TG belonged to BCS class IV drugs with low solubility and low permeability. As dissolution was a rate-limiting step for oral absorption of these drugs, it had been widely demonstrated that development of solubility could lead to a correspond enhancement in oral bioavailability (Leuner and Dressman 2000). Hence, the present study focused on the attempts to increase the dissolution rates of the drug. Finally, we successfully developed a TG-SD with an enhancement of 4.8-fold in oral bioavailability, relative to TG crystal. In addition, lipid-based formulation approaches may be successfully employed to enhance the uptake of drug in gastrointestinal tract for drugs class IV (O’Driscoll and Griffin 2008), such as microemulsion and self-emulsifying drug delivery systems.
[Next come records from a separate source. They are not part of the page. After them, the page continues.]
PR #2324, opened 2020-11-08
Fix cell_lock, remove the RwLock<BufferOptions> from bytearray

coolreader18:
@qingshi163 could you take a look at this?

`rustpython` built without threading was panicking with `deadlock: tried to upgradably+sharedly lock a CellRwLock twice` in `ByteArray::get_options()`. The changes in memory.rs are because I thought it was a legit deadlock but it turned out to just be a type in `cell_lock.rs`, and I made the Buffer type for bytearray a separate type that stores the options directly in it, to avoid some overhead with the RwLock inside of `PyByteArray`

### DIFF
--- a/vm/src/builtins/bytearray.rs
+++ b/vm/src/builtins/bytearray.rs
@@ -697,8 +697,8 @@ impl Buffer for ByteArrayBuffer {
         self.bytearray.exports.fetch_sub(1);
     }
 
-    fn get_options(&self) -> BorrowedValue<BufferOptions> {
-        (&self.options).into()
+    fn get_options(&self) -> &BufferOptions {
+        &self.options
     }
 }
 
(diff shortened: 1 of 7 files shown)


vm/src/builtins/bytearray.rs
```diff
@@ -667,40 +663,42 @@ impl Comparable for PyByteArray {
...
-                ..Default::default()
-            }));
-            PyRwLockWriteGuard::downgrade(w)
-        } else {
-            PyRwLockUpgradableReadGuard::downgrade(guard)
-        };
-        PyRwLockReadGuard::map(guard, |x| x.as_ref().unwrap().as_ref()).into()
+        (&self.options).into()
     }
 }
```
qingshi163, line 703: I am thinking maybe simpler way is change the trait fn get_options to return a reference instead the borrow, than we need create the Buffer struct with options for every classes.

qingshi163:
This definitely the better apporach.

In recent years, it had been reported that various novel formulations that based on combined formulations (Venishetty et al. 2012; Faisal et al. 2013; Onoue et al. 2013; Siddiqui et al. 2013) enhanced the oral bioavailability via developing both solubility and permeability of drugs, and were expected to become optimized formulations of BSC class II/IV drugs. Since formulation studies of TG had not been reported, further studies would be needed to screen formulations of TG using novel or conventional strategies, which aimed at improving the physicochemical properties and in vivo behavior of compounds.

4 Conclusion

Solid dispersion in the enhancement of aqueous solubility and oral bioavailability of poorly soluble drugs has been becoming prominent. In the present work, an innovative solid dispersion with mixed carrier for an aqueous insoluble drug, TG, is prepared by a solvent evaporation method. TG-SD could obviously improve the dissolution rate of TG in vitro and the oral bioavailability in vivo compared to plain drug. The results of characterization indicated that the enhancement of aqueous solubility and oral bioavailability can be attributed to the factors such as reduced particle size, amorphous form of drug, which resulted in the enhancement of dissolution rate and intestinal uptake. This formulation could be applied as a new, effective and viable option for enhancing the oral bioavailability of TG. In the future, we are going to optimize the strategies for lipid-based formulations to develop an optimal oral formulation with the higher oral bioavailability of TG.